If you're handy (I know you are, this is just a general statement) for about the same prices you can get (4) 280ah cells off Alibaba, add a BMS (also off Alibaba) and have 2.5x more power and a configurable BMS. This setup won't fit under the hood unless you really move stuff around. Anyway, your revised KISS setup is great and prob the best solution for 99% of us.

 

[TeCKis300]

Nice this is good upgrade to your original KISS - does that battery fit into the typical passenger side dual-battery spot (for example w/ Slee tray)? One comment on that battery, the BMS is set to allow discharge down to 10v which is pretty much 0% capacity, they even say you'll only get 2000 cycles vs 8000 (@50% discharge). Optimal is prob discharge voltage of 12.9v/20% so I'd keep an eye on that.

Any thoughts of just not connecting it to your truck at all? In the end this is the route I went, left my standard dual battery setup as just a backup starter battery but if I didn't have this I'd prob still have gone this route, and keep one of those jump starters in the center console. I also added the ability to charge by plugging into an extension cord or solar, but this is also a downside as I don't have the ability to charge via alternator unless I added a unit like you have w/ the victron. Allows me to keep the fridges on while at home though, which I wanted since I don't always drive the truck often. It's still very KISS and bonus you can take it out of the truck if I want it to sit somewhere else at the campsite or need a mobile power solution.

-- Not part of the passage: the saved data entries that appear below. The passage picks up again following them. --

Issue #1368, opened 2022-03-03
Add new Public Engagement opportunities page and button to the site 


BethMattern:
Tasks

- [x] create new page with component
- [x] see if USWDS component can support mock
- [x] create new button component (may want to refactor existing component) to support both button types
- [x] add button to each page
- [x] add test
- [x] test on mobile
- [ ] testing on staging
- [ ] testing on prod

Bugs:
- [x] p descendants error
- [x] Collection doesn't collapse on mobile
- [x] button doesn't swap on mobile 

Improvements
- [ ] page refreshes rather than linking, this might have to do with using the USWDS component

Deviations from mock?
- [ ] NEW is left aligned?
- [ ] Registration link doesn't wrap on mobile and happen to wrap on desktop because of the hyphen in the registration link. This would look better on mobile if we could make [Regstration Link](https://zoom.com) a link

KameronKerger:
![Engagement_calls_v2_info](https://user-images.githubusercontent.com/77702996/156639805-47bbee30-f6f4-4580-9bd5-947da1edac6b.png)
![Engagement_calls_header_v2](https://user-images.githubusercontent.com/77702996/156639812-4b3db3ef-85ba-4feb-aa7c-2af9ccf6dabc.png)

KameronKerger:
![march_9](https://user-images.githubusercontent.com/77702996/156650051-6c1d7f0b-552f-492b-ae5f-d8daa0dcc81b.svg)
![march_10](https://user-images.githubusercontent.com/77702996/156650054-1b728589-9125-490f
![march_9](https://user-images.githubusercontent.com/77702996/156650122-b4d20bc0-5ec2-4156-8b71-fb569e84ff6e.png)
![march_10](https://user-images.githubusercontent.com/77702996/156650125-ee0f948d-4cbe-4f9b-ae1d-6e365b191816.png)
![march_15](https://user-images.githubusercontent.com/77702996/156650128-4e138304-15d3-458c-92b4-cec401e17ae7.png)
-a75a-5e6757066cab.svg)
![march_15](https://user-images.githubusercontent.com/77702996/156650060-c73d4206-f064-4461-8970-c6b194bd353c.svg)

KameronKerger:
![march_9](https://user-images.githubusercontent.com/77702996/156650190-aa8caa1e-a284-4487-82c8-5eddf2e36d1e.png)
[...]

PR #1372, opened 2022-03-04
Public Engagement Page

vim-usds:
## Purpose
Add a new page to the site to allow for public engagement via events with zoom links

Closes: #1368 

## Deviations from the mock
1. the NEW tag is left aligned. When can change it, but seems better and also looks good on mobile.
2. Registration link doesn't wrap on mobile. The first link happens to wrap around on desktop because of the hyphen in the registration link. This would look better on mobile if we could make [Regstration Link](https://zoom.com/) a link to the zoom link rather than have the actual link on the page. Is there a reason we're placing the link explicitly?

## QA 
- [x] How does it look on desktop?
- [x] How does it look on mobile?
- [x] Do all the links work?
- [x] Are the links correct?

## Fast follow improvements
1. clicking the button refreshes the app rather than the fast-cache linking. Need to investigate more on why = 3 pointer
2. add a "past events" section to the page that automatically detects the event's date and determines if it's expired = 3 pointer
3. refactor EVENT object to have EVENT_DATES define all dates and the all month / day instances should call that object. This will help in the event a date changes. Right now it's hard-coded. (will be done within one of the above).

What a day! 😅


KameronKerger:
looks good. I'll do a proper mobile test in a bit. one issue so far is that the header on the page is en espano
Screen Shot 2022-03-04 at 7 47 09 AM
l

esfoobar-usds (approved):
🍏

If you're handy (I know you are, this is just a general statement) for about the same prices you can get (4) 280ah cells off Alibaba, add a BMS (also off Alibaba) and have 2.5x more power and a configurable BMS. This setup won't fit under the hood unless you really move stuff around. Anyway, your revised KISS setup is great and prob the best solution for 99% of us.

I'm actually using a different battery than the one I linked as I needed a specific form factor. Don't really recommend them as they initially shipped me a battery that was fully discharged (into BMS protection). But the battery was pretty unique with high quality stainless case, built in meter, USB sockets, looked to be for a specialized OEM application. Will post pics of my install later.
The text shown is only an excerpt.